- Kasatpol PP DKI Jakarta melaporkan 35 personelnya meninggal dunia selama setahun terakhir akibat beban kerja sangat ekstrem.
- Kekurangan jumlah personel di kelurahan memicu durasi kerja hingga 36 jam tanpa didukung fasilitas istirahat yang layak.
- Kondisi kerja tersebut menyebabkan penurunan kesehatan fisik dan stabilitas emosi anggota, sehingga memerlukan perbaikan sistem serta sarana.
Kekhawatiran Satriadi diperkuat dengan hasil pemeriksaan kesehatan rutin, yang menunjukkan kondisi fisik para personel berada dalam zona merah.
"Makanya kemarin kami melakukan cek, medical check-up, ternyata tensi darahnya
tingginya luar biasa," tuturnya.
Melihat kondisi yang mendesak ini, Satriadi secara terbuka meminta dukungan dari Komisi A DPRD DKI Jakarta untuk memperbaiki sistem kerja dan fasilitas anggota.

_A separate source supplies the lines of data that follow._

PR #579, opened 2023-07-05
fix: Performance improvements for asdf.sh.

jkinkead:
Only reshim if we installed new tools. This saves 10+ seconds when you have a lot of tool versions installed.

Only run `awk` once, instead of two times per tool. This saves another 100ms or so.

---

`make` startup is ridiculously slow. This helps a lot with that.

### DIFF
--- a/shell/lib/asdf.sh
+++ b/shell/lib/asdf.sh
@@ -15,11 +15,11 @@ asdf_plugins_list_regenerate
 
 # read_all_asdf_tool_versions combines all .tool-versions found in this directory
 # and the child directories minus node_modules and vendor.
-# Then strip the comments and run uniq.
+# This prints the plugin, then the version, each separated by a newline.
 read_all_asdf_tool_versions() {
   find . -type d \( -path ./.git -o -path ./vendor -o -path ./node_modules \) -prune -o \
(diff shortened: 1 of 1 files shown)


shell/lib/asdf.sh
```diff
@@ -69,13 +69,14 @@ asdf_devbase_exec() {
 # .tool-version files in the current directory and all subdirectories.
 asdf_devbase_ensure() {
   readarray -t asdf_entries < <(read_all_asdf_tool_versions)
-  for entry in "${asdf_entries[@]}"; do
+  local need_reshim=0
+  for (( i=0; i < "${#asdf_entries[@]}"; i=(($i + 2)) )); do
```
malept, line 73: thought: 😬 if only there was a better way to read pairs of words...

malept (approved):
Looks like reshims only happen when a new version of a tool happens.

shell/lib/asdf.sh
jkinkead: I mean, if I wasn't lazy I would've turned this into a map instead of an array ("the bashies struct"), but that would've required rewriting more code. :P

PR #584, opened 2023-07-12
fix: GOOS handling

marekfexa-outreach:
- When introducing devspace binary sync new bug was introduced that causes gobin/air to be build for linux on macos dev machine
- This PR is about fixing this and setting git tag version of air

## Jira ID

[QF-911]


root/Makefile
```diff
@@ -34,6 +34,7 @@ LOG                 := ./scripts/shell-wrapper.sh makefile-logger.sh
 FLY                 := $(CURDIR)/scripts/shell-wrapper.sh fly.sh
 BOX_CONFIG          := ./scripts/shell-wrapper.sh boxconfig.sh
 CONCOURSE_URL       := $(shell $(BOX_CONFIG) '.cd.concourse.address')
+AIR   							:= $(CURDIR)/scripts/shell-wrapper.sh gobin.sh github.com/cosmtrek/air@v1.44.0 -c $(CURDIR)/.air.toml
```
tomassusovsky-outreach, line 37: spacing seems a bit off here?

tomassusovsky-outreach (approved):

PR #589, opened 2023-07-14
feat: Allow timeout configuration in shared/e2e

Erik-Outreach:
For when there are e2e tests which are expected to take longer than 1 min.

[RMS-2967]

### DIFF
--- a/orbs/shared/jobs/e2e.yaml
+++ b/orbs/shared/jobs/e2e.yaml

Ia berharap adanya regulasi piket yang lebih manusiawi, serta penyediaan tempat
istirahat yang layak guna menjaga kemanusiaan dan stamina para petugas.
"Kami minta tolong untuk perhatian terkait dengan sarana tempat istirahat anggota Satpol PP di kantor kelurahan," pungkasnya.